Printing unit with air guides for optimized airflow

This application claims the benefit or priority to U.S. Provisional Patent Application Ser. No. 63/505,348 filed May 31, 2023, of the same title, the contents of which being incorporated herein by reference in its entirety.

This disclosure relates to a high-speed printing unit. It has been developed primarily for optimizing print quality in a digital inkjet press.

Inkjet printers employing Memjet® pagewide technology are commercially available for a number of different printing applications, including desktop printers, digital inkjet presses and wideformat printers. Memjet® printers typically comprise one or more stationary inkjet printheads having a length of at least 200 mm, which are user-replaceable. For example, a desktop label printer comprises a single user-replaceable full color printhead, a high-speed inkjet press comprises a plurality of user-replaceable monochrome printheads aligned along a media feed direction, and a wideformat printer comprises a plurality of user-replaceable printheads in a staggered overlapping arrangement so as to span across a wideformat media feed path.

Analogue printing presses are conventionally used for relatively long print runs where the cost of producing dedicated printing plates is economically feasible.
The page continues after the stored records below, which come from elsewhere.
PR #513, opened 2022-02-25
Add support for sequential RPCs across tasks

kasperl:


lib/rpc/rpc.toit
```diff
@@ -2,31 +2,33 @@
...
-    if arguments is RpcSerializable: arguments = arguments.serialize_for_rpc
-    return synchronizer_.send -1: | id pid |
-      process_send_ pid SYSTEM_RPC_REQUEST_ [ id, name, arguments ]
-
-  invoke pid/int name/int arguments/any -> any:
+  invoke pid/int name/int arguments/any --sequential/bool -> any:
     if arguments is RpcSerializable: arguments = arguments.serialize_for_rpc
-    return synchronizer_.send pid: | id pid |
+    send ::= : synchronizer_.send pid: | id pid |
       process_send_ pid SYSTEM_RPC_REQUEST_ [ id, name, arguments ]
```
lask, line 30: I prefer this formatting as I find it more clear what belongs to the inner block.
```suggestion
    send ::= : 
      synchronizer_.send pid: | id pid |
        process_send_ pid SYSTEM_RPC_REQUEST_ [ id, name, arguments ]
```

tests/rpc_test.toit
```diff
@@ -216,6 +217,41 @@ test_blocking myself/int broker/RpcBroker tasks/int [test] -> none:
...
+test_sequential myself/int broker/RpcBroker -> none:
+  tasks ::= 10
+  name ::= 800
+  latches ::= {:}
+  concurrency := 0
+  broker.register_procedure name:: | args |
+    result := null
+    try:
+      concurrency++
+      expect.expect_equals 1 concurrency  // Should be sequential!
```
lask, line 229: wouldn't it be better with a `yield` here to allow the other tasks to jump in?

lask (approved):
lgtm

tests/rpc_test.toit
kasperl: The last.get call blocks until explicitly told to continue from the outside. That was intended to be (even) more robust than yielding.

lib/rpc/rpc.toit
kasperl: Done.

tests/rpc_test.toit
lask: Perfect.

Increasingly, industrial print systems use single-pass digital inkjet printing for relatively shorter print runs. Digital inkjet printing avoids the high set-up costs of producing printing plates and allows each print job to be tailored to a particular customer. Desirably, web feed systems for existing analogue print systems should be adaptable so as to enable ‘drop-in’ inkjet modules in place of, for example, offset printing stations.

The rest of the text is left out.